• **Dataset records**:
PR #127, opened 2025-02-13
Ingest Service clusterIps as a new K8sObject specific metadata

evanj80-illumio:
Relatively ~~easy~~ **not easy** implementation that ingests clusterIps that are associated with the already ingested k8s Service metadata.


fakeserver/server.go
```diff
@@ -124,7 +124,6 @@ func (s *server) SendKubernetesResources(stream pb.KubernetesInfoService_SendKub
 			serverState.ConnectionSuccessful = true
 		case *pb.SendKubernetesResourcesRequest_KubernetesResourceMutation:
 			logger.Info("Mutation Detected")
-			logger.Info(req.String())
```
evanj80-illumio, line 127: This is just clean up on fakeserver, we dont need this to log all of these 😄

rlenglet (changes requested):

internal/controller/k8s_resources.go
```diff
@@ -99,10 +99,32 @@ func convertMetaObjectToMetadata(logger *zap.SugaredLogger, ctx context.Context,
...
 	return objMetadata, nil
 }
 
+// getServiceClusterIp retrieves the Cluster IP of a given service in a specified namespace.
+func getServiceClusterIp(ctx context.Context, serviceName string, clientset *kubernetes.Clientset, namespace string) (string, error) {
+	service, err := clientset.CoreV1().Services(namespace).Get(ctx, serviceName, metav1.GetOptions{})
+	if err != nil {
+		return "", errors.New("failed to get service")
+	}
+	clusterIp := service.Spec.ClusterIP
```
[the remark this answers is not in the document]
rlenglet: While we're at it, I'd also read the `externalIPs` and `loadBalancerIP` fields if they're set.
And after you make a list of all of those, sort the list.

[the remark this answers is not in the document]
rlenglet: And it would be great to also add the IP addresses from `status.loadBalancer.ingress` if it's set, for services of type `LoadBalancer`.
https://kubernetes.io/docs/concepts/services-networking/service/#loadbalancer

internal/controller/k8s_resources.go
```diff
@@ -99,10 +99,32 @@ func convertMetaObjectToMetadata(logger *zap.SugaredLogger, ctx context.Context,
...
+	if clusterIp == "" {
+		return "", errors.New("service does not have a cluster IP")
```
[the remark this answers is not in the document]
evanj80-illumio: Then should I just set an empty clusterIp?

internal/controller/k8s_resources.go
```diff
@@ -99,10 +114,109 @@ func convertMetaObjectToMetadata(logger *zap.SugaredLogger, ctx context.Context,
...
+		}
+		if i.Hostname != "" {
+			result = append(result, i.Hostname)
+		}
+	}
+	return result
+}
+
+func convertServicePortsToNodePorts(servicePorts []v1.ServicePort) []*NodePort {
+	var nodePorts []*NodePort
```
rlenglet, line 143: Pre-allocate?
```suggestion
	nodePorts := make([]*NodePort, 0, len(servicePorts))
```

internal/controller/k8s_resources.go
```diff
@@ -99,10 +114,109 @@ func convertMetaObjectToMetadata(logger *zap.SugaredLogger, ctx context.Context,
...
+}
+
+func getServiceAttributes(ctx context.Context, serviceName string, clientset *kubernetes.Clientset, namespace string) (*ServiceAttributes, error) {
+	service, err := clientset.CoreV1().Services(namespace).Get(ctx, serviceName, metav1.GetOptions{})
+	if err != nil {
+		return nil, errors.New("failed to get service")
+	}
+
+	attributes := &ServiceAttributes{}
+	attributes.ClusterIPs = service.Spec.ClusterIPs
```
rlenglet, line 164: What if just `spec.clusterIP` is set?
Shouldn't you add it if it's set?

internal/controller/k8s_resources.go
```diff
@@ -99,10 +114,109 @@ func convertMetaObjectToMetadata(logger *zap.SugaredLogger, ctx context.Context,
...
+		attributes.ExternalName = service.Spec.ExternalName
+
+	case v1.ServiceTypeClusterIP:
+		// ClusterIP-specific processing is not required as ClusterIPs and ExternalIPs are common for other types as well.
+
+	case v1.ServiceTypeNodePort:
+		attributes.NodePorts = convertServicePortsToNodePorts(service.Spec.Ports)
+
+	case v1.ServiceTypeLoadBalancer:
+		attributes.NodePorts = convertServicePortsToNodePorts(service.Spec.Ports)
```
rlenglet, line 178: I wouldn't mix those with NodePorts. It's a completely different beast.

api/illumio/cloud/k8sclustersync/v1/k8s_info.proto
```diff
@@ -24,9 +24,24 @@ message KubernetesObjectData {
...
+message NodePorts {
+  // The port on each node on which this service is exposed
+  int32 node_port = 1;
+  // The port that will be exposed by this service
+  int32 port = 2;
+  // The IP protocol for this port, supports "TCP", "UDP", and "SCTP"
+  string protocol = 3;
+}
+
+message KubernetesServiceData {
```
rlenglet, line 40: Add the service type. That's important information.

api/illumio/cloud/k8sclustersync/v1/k8s_info.proto
```diff
@@ -24,9 +24,24 @@ message KubernetesObjectData {
...
+  repeated string ip_addresses = 1;
+  repeated NodePorts node_ports = 2;
```
rlenglet, line 42: Add another field for `LoadBalancer` ports? I think we shouldn't mix them with `NodePort`s.
Or better, just keep this named `ports` as it's named `ports` in the k8s `spec`. That would be more consistent.
```suggestion
  repeated ServicePorts ports = 2;
```

api/illumio/cloud/k8sclustersync/v1/k8s_info.proto
```diff
@@ -24,9 +24,24 @@ message KubernetesObjectData {
   oneof kind_specific {
     KubernetesPodData pod = 100;
     KubernetesNodeData node = 101;
+    KubernetesServiceData service = 102;
   }
 }
 
+message NodePorts {
```
rlenglet, line 31: 1. Move this message definition into the `KubernetesServiceData` definition below. I don't think this would ever need to be reused in another context.
1. Make this singular: ports -> port
1. As I suggested below, let's name this `Port` since it's containing info from the `spec.ports` field.

rlenglet (changes requested):

api/illumio/cloud/k8sclustersync/v1/k8s_info.proto
```diff
@@ -24,6 +24,27 @@ message KubernetesObjectData {
...
+  message ServicePorts {
+    // The port on each node on which this service is exposed
+    int32 node_port = 1;
+    // The port that will be exposed by this service
+    int32 port = 2;
+    // The IP protocol for this port, supports "TCP", "UDP", and "SCTP"
+    string protocol = 3;
+    // List of ports exposing the service via a load balancer
+    repeated string load_balencer_ports = 4;
   }
```
rlenglet, line 48: 1. Naming nits.
1. `node_port` should be optional.
```suggestion
  message ServicePort {
    // The port on each node on which this service is exposed
    optional uint32 node_port = 1;
    // The port that will be exposed by this service
    uint32 port = 2;
    // The IP protocol for this port, supports "TCP", "UDP", and "SCTP"
    string protocol = 3;
    // List of ports exposing the service via a load balancer
    repeated string load_balancer_ports = 4;
  }
```

api/illumio/cloud/k8sclustersync/v1/k8s_info.proto
```diff
@@ -24,6 +24,27 @@ message KubernetesObjectData {
...
+  }
+}
+
+message KubernetesServiceData {
+  // List of IP addresses associated with the Kubernetes service
+  repeated string ip_addresses = 1;
+  // List of service ports details
+  repeated ServicePorts ports = 2;
+  // Type of Kubernetes service (e.g., ClusterIP, NodePort, LoadBalancer, etc.)
+  string service_type = 3;
```
rlenglet, line 37: Remove the `service_` prefix, it's redundant with the message name, and just using `type` matches the name of the field in the k8s `Service` spec.
I don't think `type` is a reserved keyword??
```suggestion
  string type = 3;
```

internal/controller/k8s_resources.go
```diff
@@ -20,6 +20,25 @@ import (
...
+type ServiceAttributes struct {
+	ClusterIPs          []string
+	ExternalIPs         []string
+	LoadBalancerIP      string
+	LoadBalancerIngress []string
+	LoadBalancerClass   string
+	NodePorts           []*Ports
+	ExternalName        string
+	ServiceType         string // make sure you have this field to capture the service type.
+}
```
rlenglet, line 33: 1. Define the non-slice optional fields as pointers.
1. Is `LoadBalancerIngress` really a list? In which case it should be plural.
```suggestion
type ServiceAttributes struct {
	ClusterIPs            []string
	ExternalIPs           []string
	LoadBalancerIP        *string
	LoadBalancerIngresses []string
	LoadBalancerClass     *string
	Ports                 []*Ports
	ExternalName          *string
	Type                  string
}
```

api/illumio/cloud/k8sclustersync/v1/k8s_info.proto
```diff
@@ -24,6 +24,27 @@ message KubernetesObjectData {
   oneof kind_specific {
     KubernetesPodData pod = 100;
     KubernetesNodeData node = 101;
+    KubernetesServiceData service = 102;
+  }
+}
+
+message KubernetesServiceData {
```
rlenglet, line 31: Add the missing fields from your `ServiceAttributes` struct.
Most of them should be `optional`.

internal/controller/k8s_resources.go
```diff
@@ -20,6 +20,25 @@ import (
...
+
+type Ports struct {
+	NodePort          int32
```
rlenglet, line 36: Optional.
```suggestion
	NodePort          *int32
```

internal/controller/k8s_resources.go
```diff
@@ -20,6 +20,25 @@ import (
 	"k8s.io/apimachinery/pkg/runtime"
 )
 
+// Assuming ServiceAttributes has appropriate fields
+type ServiceAttributes struct {
```
rlenglet, line 24: Why do you need those new structs in the first place? Can't you have `getServiceAttributes` directly return a protobuf?

internal/controller/k8s_resources.go
```diff
@@ -99,10 +118,116 @@ func convertMetaObjectToMetadata(logger *zap.SugaredLogger, ctx context.Context,
...
+	nodePorts := make([]*Ports, 0, len(servicePorts))
+	for _, sp := range servicePorts {
+		if sp.NodePort != 0 {
+			nodePort := &Ports{
+				NodePort: sp.NodePort,
+				Port:     sp.Port,
+				Protocol: string(sp.Protocol),
+			}
+			nodePorts = append(nodePorts, nodePort)
+		}
```
rlenglet, line 156:
```suggestion
		port := &Ports{
			Port:     sp.Port,
			Protocol: string(sp.Protocol),
		}
		if sp.NodePort != 0 {
			port.NodePort = sp.NodePort
		}
		ports = append(ports, port)
```

internal/controller/k8s_resources.go
```diff
@@ -99,10 +118,116 @@ func convertMetaObjectToMetadata(logger *zap.SugaredLogger, ctx context.Context,
...
+}
+
+func convertServicePortsToNodePorts(servicePorts []v1.ServicePort) []*Ports {
+	nodePorts := make([]*Ports, 0, len(servicePorts))
+	for _, sp := range servicePorts {
+		if sp.NodePort != 0 {
+			nodePort := &Ports{
+				NodePort: sp.NodePort,
+				Port:     sp.Port,
+				Protocol: string(sp.Protocol),
```
rlenglet, line 153: Beware that `protocol` is optional and defaults to `"TCP"`. Handle the case when it's not set.

internal/controller/k8s_resources.go
```diff
@@ -99,10 +118,116 @@ func convertMetaObjectToMetadata(logger *zap.SugaredLogger, ctx context.Context,
...
+		return nil, errors.New("failed to get service")
+	}
+	loadBalancerIngress := []string{}
+	if len(service.Status.LoadBalancer.Ingress) > 0 {
+		loadBalancerIngress = convertIngressToStringList(service.Status.LoadBalancer.Ingress)
+	}
+	loadBalancerClass := ""
+	if service.Spec.LoadBalancerClass != nil {
+		loadBalancerClass = *service.Spec.LoadBalancerClass
+	}
```
rlenglet, line 173: Make the field `optional` in the protobuf message, so the field becomes a pointer and you can keep everything a pointer.
```suggestion
```

internal/controller/k8s_resources.go
```diff
@@ -99,10 +118,116 @@ func convertMetaObjectToMetadata(logger *zap.SugaredLogger, ctx context.Context,
...
+	attributes := &ServiceAttributes{
+		ClusterIPs:          service.Spec.ClusterIPs,
+		ExternalIPs:         service.Spec.ExternalIPs,
+		LoadBalancerIngress: loadBalancerIngress,
+		LoadBalancerIP:      service.Spec.LoadBalancerIP,
+		LoadBalancerClass:   loadBalancerClass,
```
rlenglet, line 179:
```suggestion
		LoadBalancerClass:   service.Spec.LoadBalancerClass,
```

internal/controller/k8s_resources.go
```diff
@@ -99,10 +118,116 @@ func convertMetaObjectToMetadata(logger *zap.SugaredLogger, ctx context.Context,
...
+	}
+
+	if service.Spec.Type == v1.ServiceTypeNodePort || service.Spec.Type == v1.ServiceTypeLoadBalancer {
+		attributes.NodePorts = convertServicePortsToNodePorts(service.Spec.Ports)
+	}
```
rlenglet, line 184: Convert ports unconditionally regardless of the service type.
```suggestion
	attributes.Ports = convertServicePortsToNodePorts(service.Spec.Ports)
```

internal/controller/k8s_resources.go
```diff
@@ -99,10 +118,116 @@ func convertMetaObjectToMetadata(logger *zap.SugaredLogger, ctx context.Context,
...
+
+	// Only set ExternalName if the service type is ExternalName
+	if service.Spec.Type == v1.ServiceTypeExternalName {
+		attributes.ExternalName = service.Spec.ExternalName
+	}
```
rlenglet, line 189: Same thing here, simplify and just capture the external name regardless of the service type.
```suggestion
```

internal/controller/k8s_resources.go
```diff
@@ -99,10 +118,116 @@ func convertMetaObjectToMetadata(logger *zap.SugaredLogger, ctx context.Context,
...
+	if len(service.Status.LoadBalancer.Ingress) > 0 {
+		loadBalancerIngress = convertIngressToStringList(service.Status.LoadBalancer.Ingress)
+	}
+	loadBalancerClass := ""
+	if service.Spec.LoadBalancerClass != nil {
+		loadBalancerClass = *service.Spec.LoadBalancerClass
+	}
+	attributes := &ServiceAttributes{
+		ClusterIPs:          service.Spec.ClusterIPs,
+		ExternalIPs:         service.Spec.ExternalIPs,
```
rlenglet, line 176:
```suggestion
		ExternalIPs:         service.Spec.ExternalIPs,
		ExternalName:        service.Spec.ExternalName,
```

internal/controller/k8s_resources.go
```diff
@@ -99,10 +118,116 @@ func convertMetaObjectToMetadata(logger *zap.SugaredLogger, ctx context.Context,
...
+// Convert ServiceAttributes to KubernetesServiceData
+func convertToKubernetesServiceData(attributes *ServiceAttributes) *pb.KubernetesServiceData {
+	// Combine all IPs
+	combinedIPs := combineIPAddresses(attributes)
+
+	// Convert NodePorts to ServicePorts
+	servicePorts := make([]*pb.KubernetesServiceData_ServicePorts, len(attributes.NodePorts))
+	for i, np := range attributes.NodePorts {
+		servicePorts[i] = &pb.KubernetesServiceData_ServicePorts{
+			NodePort:          int32(np.NodePort),
```
rlenglet, line 215: This should be optional.

internal/controller/k8s_resources.go
evanj80-illumio: Yeah it is a list.

internal/controller/k8s_resources.go
evanj80-illumio: Nice catch on this one.

internal/controller/k8s_resources.go
evanj80-illumio: Im not quite sure what you mean?

internal/controller/k8s_resources.go
```diff
@@ -99,10 +107,101 @@ func convertMetaObjectToMetadata(logger *zap.SugaredLogger, ctx context.Context,
...
+			port.NodePort = &sp.NodePort
+		}
+		ports = append(ports, port)
+	}
+	return ports
+}
+
+// Combine all IPs into a single list
+func combineIPAddresses(clusterIps []string, externalIps []string, loadBalancerIngresses []string, loadBalancerIp string) []string {
+	combinedIPs := []string{}
```
rlenglet, line 154: Really minor nit. Not a PR blocker. Feel free to resolve this conversation without fixing.
```suggestion
	combinedIPs := make([]string, 0, len(clusterIps)+len(externalIps)+len(loadBalancerIngresses)+1)
```

internal/controller/k8s_resources.go
```diff
@@ -20,6 +20,14 @@ import (
 	"k8s.io/apimachinery/pkg/runtime"
 )
 
+// Assuming ServiceAttributes has appropriate fields
+type Ports struct {
```
rlenglet, line 24: You could replace this with `pb.KubernetesServiceData_ServicePort` directly. There's really no difference between those two structs.
If you want to clean this up in another PR, I'm OK with that.

internal/controller/k8s_resources_test.go
```diff
@@ -616,3 +635,249 @@ func (suite *ControllerTestSuite) TestExtractObjectMetas() {
...
+		suite.Run(name, func() {
+			result := convertIngressToStringList(tt.ingress)
+			assert.Equal(suite.T(), tt.expectedResult, result)
+		})
+	}
+}
+
+func (suite *ControllerTestSuite) TestConvertServicePortsToPorts() {
+
+	tests := map[string]struct {
```
rlenglet, line 684: I'd like to see another test case for the case where `Protocol` is `""`, which should default to `"TCP"`.

internal/controller/k8s_resources.go
```diff
@@ -99,10 +107,101 @@ func convertMetaObjectToMetadata(logger *zap.SugaredLogger, ctx context.Context,
...
 	return objMetadata, nil
 }
 
+func convertIngressToStringList(ingresses []v1.LoadBalancerIngress) []string {
+	result := []string{}
+	for _, ingress := range ingresses {
+		if ingress.IP != "" {
+			result = append(result, ingress.IP)
+		} else if ingress.Hostname != "" {
+			result = append(result, ingress.Hostname)
```
rlenglet, line 127: OK with capturing non-IP addresses in `ip_addresses` for now.
Those will have to be filtered out and ignored in the backend until we decide what to do with those.

rlenglet (dismissed):
Looks great!
I have only relatively minor comments about test cases, more cleanups, etc. but all of those can be done in a future PR. Nothing blocking.
So feel free to close those conversations, merge the PR, and address those in another PR.

internal/controller/k8s_resources.go
```diff
@@ -99,10 +107,101 @@ func convertMetaObjectToMetadata(logger *zap.SugaredLogger, ctx context.Context,
...
 	}
 	return objMetadata, nil
 }
 
+func convertIngressToStringList(ingresses []v1.LoadBalancerIngress) []string {
+	result := []string{}
+	for _, ingress := range ingresses {
+		if ingress.IP != "" {
+			result = append(result, ingress.IP)
+		} else if ingress.Hostname != "" {
```
rlenglet, line 126: This will fix your failing test case in `TestConvertIngressToStringList`:
```suggestion
		}
		if ingress.Hostname != "" {
```

internal/controller/k8s_resources.go
evanj80-illumio: 👍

• **Exercise directions**: Among the records above, a stretch begins at the line containing "Relatively ~~easy~~ **not" and ends at the line containing "And after you". Restate that stretch word for word, and nothing else.

• **Response**:
Relatively ~~easy~~ **not easy** implementation that ingests clusterIps that are associated with the already ingested k8s Service metadata.


fakeserver/server.go
```diff
@@ -124,7 +124,6 @@ func (s *server) SendKubernetesResources(stream pb.KubernetesInfoService_SendKub
 			serverState.ConnectionSuccessful = true
 		case *pb.SendKubernetesResourcesRequest_KubernetesResourceMutation:
 			logger.Info("Mutation Detected")
-			logger.Info(req.String())
```
evanj80-illumio, line 127: This is just clean up on fakeserver, we dont need this to log all of these 😄

rlenglet (changes requested):

internal/controller/k8s_resources.go
```diff
@@ -99,10 +99,32 @@ func convertMetaObjectToMetadata(logger *zap.SugaredLogger, ctx context.Context,
...
 	return objMetadata, nil
 }
 
+// getServiceClusterIp retrieves the Cluster IP of a given service in a specified namespace.
+func getServiceClusterIp(ctx context.Context, serviceName string, clientset *kubernetes.Clientset, namespace string) (string, error) {
+	service, err := clientset.CoreV1().Services(namespace).Get(ctx, serviceName, metav1.GetOptions{})
+	if err != nil {
+		return "", errors.New("failed to get service")
+	}
+	clusterIp := service.Spec.ClusterIP
```
[the remark this answers is not in the document]
rlenglet: While we're at it, I'd also read the `externalIPs` and `loadBalancerIP` fields if they're set.
And after you make a list of all of those, sort the list.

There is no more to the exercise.